従来からのバックアップリカバリーの方式では、復旧できるデータの鮮度に制限が発生してしまう。一方で単純なレプリケーション方式では、万一サイバー攻撃を受けたり、誤ってデータを削除してしまった場合は、正常なデータに戻すことができない。
Actifioのデータ保護の仕組みは、マスターコピーと更新差分を必要なタイミングで取得できるため、データ復旧の観点で必要なタイミングに近い復旧を行うことが可能だ。またマスターコピーを、オブジェクトストレージなどを活用したWORM(一度しか書き込みを許可しないストレージ)に保管することで、ウイルスなどに耐性を持ったデータ復旧ソリューションを構成できる。
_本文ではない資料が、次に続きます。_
PR #323, opened 2025-01-30
:bug: Remove activation events causing stale data to load

ibolton336:
- This code reverts a bug fix https://github.com/konveyor/editor-extensions/pull/275 
- Introduced a new bug causing stale data to be loaded into memfs 
Screenshot 2025-01-31 at 11 10 49 AM

Notice in the Konveyor resolutions pane in bottom left, a solution  from a former run is loaded in when a getSolution request is fired on an unrelated issue. @djzager @sjd78

### DIFF
--- a/vscode/package.json
+++ b/vscode/package.json
@@ -32,10 +32,6 @@
     "node": ">=22.9.0",
     "npm": "^9.5.0 || ^10.5.0"
   },
-  "activationEvents": [
-    "onFileSystem:konveyorMemFs",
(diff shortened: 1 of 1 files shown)


djzager (commented):
I suspect we need to reopen the original issue so we can figure out a way to address it? Or is it a problem with our extension startup that makes these activation events a problem?

It isn't immediately clear the path to resolving both the problem we created by adding activation events AND the issue that caused us to add activation events in the first place.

同社ではこれらの仕組みを推進し、顧客のビジネス継続を支援できるよう、システム復旧を自動化し確実に復旧作業を行えるソリューション、「IBM レジリエンシー・オーケストレーション」を展開している。このソリューションの中で、顧客の本番環境と復旧環境の間を取り持つデータ複製機能としてActifioの製品を活用している。
サイバー攻撃は、これからのIT環境においては「万一発生したら」ではなく「いつ発生するか」だと考えており、そのためにも慌てずにビジネス復旧できるための仕組みを作っておくことが重要で、同社とアクティフィオ、そしてパートナーと一緒にソリューションを展開していくことが可能と考えている。